That is probably the best explanation I've heard from anybody. 
Most of my OW are African too. They actually seem a bit braver than my 2 P. regalis. But my regalis are also only 1.5"

I have no Asian species or anything other than 4 baboons and 2 Poecilotheria. 

None of them are aggressive. Heck they're not very "defensive" even. Just shy and skittish. Spooked easily. As long as you don't poke around you're good. 

I've had more issues doing maintenance with Lasiodora and Grammostola honestly. And my Avicularia used to be my #1 escape planner.


I've yet to see a threat posture from any of my OW. Even during unpacking and housings and rehousings. I hope it stays that way. Wishful thinking I'm sure.

I've been threatened and haired by my NWs multiple times.



BobGrill said:


> My darlingi is pretty fast.


My marshalli shot out of the shipping vial like a bat out of hell.

Reactions: Like 2


----------



## Poec54 (Apr 20, 2015)

cold blood said:


> I think OW just make their fight or flight decision much quicker than NW, leading to the appearance that the NW are hesitating.    Almost everything an OW sees is potential danger.

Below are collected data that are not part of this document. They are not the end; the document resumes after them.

Issue #86, opened 2024-01-24
overwriting proximal gradient 


BalzaniEdoardo:
If one re-initialize the kwargs params for the solver without re-initializing the model, the prox operator is not re-set. this won't make jaxopt fail but will return weird results.

```
import nemos as nmo
model = nmo.glm.GLM(regularizer=nmo.regularizer.Lasso())
# this prints {'prox': <function Lasso._get_proximal_operator.<locals>.prox_op at 0x2bc6abee0>}
print(model.regularizer.solver_kwargs)

# if you set the solver kwargs after init you'll overwrite prox
model.regularizer.set_params(solver_kwargs=dict(tol=1))
```

Solution: 
You define a setter for solccer_kwargs at the level of the concrete class Lasso, GroupLasso, that updates the dictionary including the proximal operator

PR #87, opened 2024-01-25
issue #86: first attempt to fix the proximal operator overwriting

BalzaniEdoardo:
Started a PR to fix the edge case of user overwriting the proximal operator [issue #86](https://github.com/flatironinstitute/nemos/issues/86).

The solution adopted here should be discussed and it is a first attempt. I think overwriting user defined proximal operators is a good idea because each regularization type has its own specific operator.

Another option would be add/overwriting the prox in the setter for `solver_kwargs`; this has the benefit of raising the warning when the solver argument is passed and when fit is called. However, in this case it feels weird to add items to the user defined `solver_kwargs` (this is what happened so far and created the unexpected behavior we describe in the issue bug) .

### DIFF
--- a/src/nemos/regularizer.py
+++ b/src/nemos/regularizer.py
@@ -7,6 +7,7 @@ with various optimization methods, and they can be applied depending on the mode
 """
 import abc
 import inspect
+import warnings
 from typing import Any, Callable, List, Optional, Tuple, Union
 
 import jax.numpy as jnp
@@ -74,13 +75,10 @@ class Regularizer(Base, abc.ABC):
         **kwargs,
     ):
         super().__init__(**kwargs)
-        self._check_solver(solver_name)
-        self._solver_name = solver_name
+        self.solver_name = solver_name
         if solver_kwargs is None:
-            self._solver_kwargs = dict()
-        else:
-            self._solver_kwargs = solver_kwargs
-        self._check_solver_kwargs(self.solver_name, self.solver_kwargs)
+            solver_kwargs = dict()
+        self.solver_kwargs = solver_kwargs
 
     @property
     def solver_name(self):
@@ -146,7 +144,7 @@ class Regularizer(Base, abc.ABC):
             )
 
     def instantiate_solver(
-        self, loss: Callable, *args: Any, **kwargs: Any
+        self, loss: Callable, *args: Any, prox: Optional[Callable] = None, **kwargs: Any
     ) -> SolverRunner:
         """
         Instantiate the solver with the provided loss function.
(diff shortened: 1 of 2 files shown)


billbrod (commented):
In general, this solution looks good to me. I think the main question is whether to raise a warning and overwrite a user-defined prox, like here, or to raise an error. You know my preference for explicit errors. In this case, it's likely they've mis-understood something if they're setting prox directly, and it's easy to overlook the output of warnings. Also seems weird that we raise an error in one set of cases where the user has accidentally set prox (Unregularized, Ridge), but not in the other (Lasso, GroupLasso).

If you do decide to stick with warning, it's confusing that the message says it's overwriting prox and then if the user checks `model.solver_kwargs`, it's unchanged. I think I see why that's the case -- so that you can have the same behavior everytime instantiate_solver gets called, but it's still confusing (maybe add a comment explaining that bit). Another argument in favor of the exception, I think!

I also find the logic of the if statements confusing. If I understand correctly: the prox argument is never user-set, that comes from the sub-classes and so "prox is not None" is a proxy (haha) for "this class needs prox, and we've specified it", whereas "prox in self.solver_kwargs" tells you that the user tried to specify it, right? I think that's what the comments are getting at, but could be a bit clearer. I feel like I'd rather have the top if statement be `if prox in self.solver_kwargs`, and then change the error message based on whether `prox is None` or not. So it could look like:

```python
# then the user specified prox, which they shouldn't have done.
if "prox" in self.solver_kwargs:
    if prox is None:
        err_msg = "..."
    else:
        err_msg = "..."
    raise ValueError(err_msg)
# Copy the kwarg dictionary so that we get the same behavior every time this is called
solver_kwargs = self.solver_kwargs.copy()
solver_kwargs['prox'] = prox
```

That last line might not work, depending on whether Unregularized can take `prox=None`, in which case you just need another if statement

Also, the only case that comes to mind where someone might try to set the prox, and knows what they're doing, is because actually they're trying to change the regularizer. In that case, might be helpful to have the message additionally say something like "If you would like to use a different proximal operator, please create a new Regularizer class (link to docs)"

Also: probably worth testing that this all works when using `set_params` as well, since that's what go us into this situation.

BalzaniEdoardo:
> ```python
> if "prox" in self.solver_kwargs:
>     if prox is None:
>         err_msg = "..."
>     else:
>         err_msg = "..."
> ```

I kept the logic as is because proximal methods may be applied in context where the loss is differentiable. (i.e. when a user can opt to specify a proximal operator, while the our regularizer class does not in principle.

PR #88, opened 2024-01-25
updates PRNGKey to remove deprecation warning

billbrod:
In the readthedocs-built documentation for our [upcoming workshop](https://github.com/flatironinstitute/nemos-workshop-feb-2024), we were getting a lot of jax deprecation warnings on initial `nemos` import. That's due to [this change](https://jax.readthedocs.io/en/latest/jep/9263-typed-keys.html). I've updated nemos so we should no longer those deprecation warnings with most recent version of jax.

Specifically:
- calls to `jax.random.PRNGKey(x)` where `x` is an `int` have been updated to `jax.random.key(x)`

That's true of all tarantulas" danger is everywhere.  The edge NW's have is a passive defense system that can be propelled at intruders from a distance.  It's like having guns versus fighting with fists.  It's an incredible advantage.  That allows them to have a greater margin of error, and sometimes that translates to being able to get away with being less alert.  My Aphonopelma and some of my NW terrestrials aren't all that alert by tarantula standards.  I can do cage maintenance and they're slow to sense it and respond.  Arboreals and OW's pay much more attention.  When you invade their territory and personal space, OW's can't leisurely kick hairs to keep you from getting closer; they have to run, hide, or bite, often in an explosive burst, intended to confuse their predators.  For them, defense frequently means direct physical contact, and there are many risks to that.  OW's do have some relentless predators, like mongeese, honey badgers, and baboons, but NW's aren't immune from predation by any means.   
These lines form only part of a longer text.